Under a Gilded Moon(90)
Kerry felt strangely warm as she walked, despite having left her father’s coat for the twins. It was as if those moments shared with John Cabot on Christmas night were still sending the blood coursing through her.
Which was why, she told herself sternly here in the clear light of day, she had to be wary.
Despite the deep, swirling pull of that night, and despite what she’d learned of his story, there were still reasons for caution. Like the cliché of the servant girl falling for the handsome gentleman on the grand estate, convinced that he loved her only to find she’d been just an amusement. John Cabot seemed nothing if not authentic, but wasn’t that what every abandoned young woman said, looking back? And he’d somehow known Aaron Berkowitz before that night on the train platform, yet he’d volunteered nothing to Wolfe that evening. For a man who claimed to value transparency of the heart so highly, there was something unsettling about his not divulging that he’d known the murder victim before.
She didn’t have to let his rumpled good looks or her sympathy for him pull her feet out from under her like the French Broad in a flood. She’d have to exercise caution.
Kerry veered into the woods, the snow thick. The beeswax she’d rubbed into her shoes helped only so much with moisture, her stockings wet through now.
At the barn, Tully and Jursey were up and dressed, Tully’s hair neatly braided, Jursey’s in its rooster comb. The three of them changed their father’s bedclothes, the air once they were done smelling of the pine needle tick.
Kerry kissed each twin on the top of the head. “So. Has he said anything?”
The twins exchanged glances.
“Okay, you two. What’s that about?”
Jursey frowned at Tully, then at their father, just beginning to stir. “He said not to tell.”
“I don’t care, Jurs. I’m not keeping secrets from Kerry.”
Kerry’s hands went to her hips. “Whatever it is, I’m guessing I need to know.”

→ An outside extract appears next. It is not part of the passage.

PR #849, opened 2022-11-02
NEXTGEN: Added Delayed option to Velocity module.

ghost:
Toggleable option that works with any velocity mode. Plus added a `priority` parameter to the `sequenceHandler` function, might be useful.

Jursey sighed but said nothing, crossing his arms.
Kerry focused in on her sister, who strapped on every responsibility like a soldier with his pack. Tully had no capacity for shrugging off duty.
“Spoke just enough yesterday to ask Jursey to take a message,” she blurted.
“A message?”
“Jurs took a kind of letter thing. Delivered to Biltmore.”
“To Biltmore.” Kerry stared at her brother. “And you didn’t tell me?”
Jursey sulked. “Said I’s to deliver it straight to Mr. George Vanderbilt. Said I most of all wasn’t to tell you.”
Kerry took a breath to steady her anger. “And what exactly did the letter say?”
“No idea. Had it folded up tight. Said I wasn’t to open it.”
“Where’d he even get the paper or pen?”
“No idea about that, either. Looked to me like it was maybe some kind of fancy paper somebody must’ve give him somehow. All’s I know was he told me I was to take it down there.”
Kerry turned back to her father, his eyes open now, his breathing shallow, uneven. “Well, then. Would you like to tell me about that letter you had Jursey deliver?”
If he heard, nothing in his face moved.
“Or maybe you want to tell me about that photograph with you and Robert Bratchett? What it’s got to do with your looking riled up when he comes around?”
Still no movement at all. His eyes closed again.
Tully tugged on Kerry’s sleeve. “He’s slipped on off back to sleep. Aunt Rema’s coming to take a watch-over so the three of us can slip off to the chapel.”
Uneasy, Kerry kissed Rema’s cheek when she arrived and let the twins pull her away. Carrying two cane fishing poles and a spear, they slipped unseen around the edge of the clearing and into the back of the chapel, their Methodist church down by the branch that flowed so close to the corner of the square little structure that in spring, when it swelled, it splashed up on the foundation and clapboard. The itinerant preacher would be coming later from Black Mountain, but they stayed only for the hymns, mournful and joyful at once. No instruments today. Just the ragged little congregation standing wet from slogging through snow, the potbellied stove hissing, their singing rising to the hand-hewn rafters. Here were the pained and hopeful voices of people who knew despair was life and life was despair—and grace was there for the taking.
Come thou fount of every blessing,
Tune my heart to sing thy praise,
Streams of mercy, never ceasing . . .
Kerry stopped singing to listen to the babble of the branch instead, barely audible beneath the music. That branch, at least, she’d never seen dry. The mercies of the divine, on the other hand, seemed a whole lot less sure—at least from where she was standing with four hours of sleep from serving a castle of American royalty by day and a dying father by night.
Slipping out the back while the music still throbbed and thrummed from inside, Kerry and the twins walked upstream along the bank. Decades ago, the Cherokees had built weirs throughout the mountains, including here, a V of stones piled in the river with its wide mouth facing upstream to guide the trout toward a narrower, easier catch. Unwinding their lines of twined horsehair slicked with beeswax, Tully and Jursey began digging under the snow in the stream bank’s soft soil for worms. Tully retied the bullet she’d melted and punched a hole in for a sinker.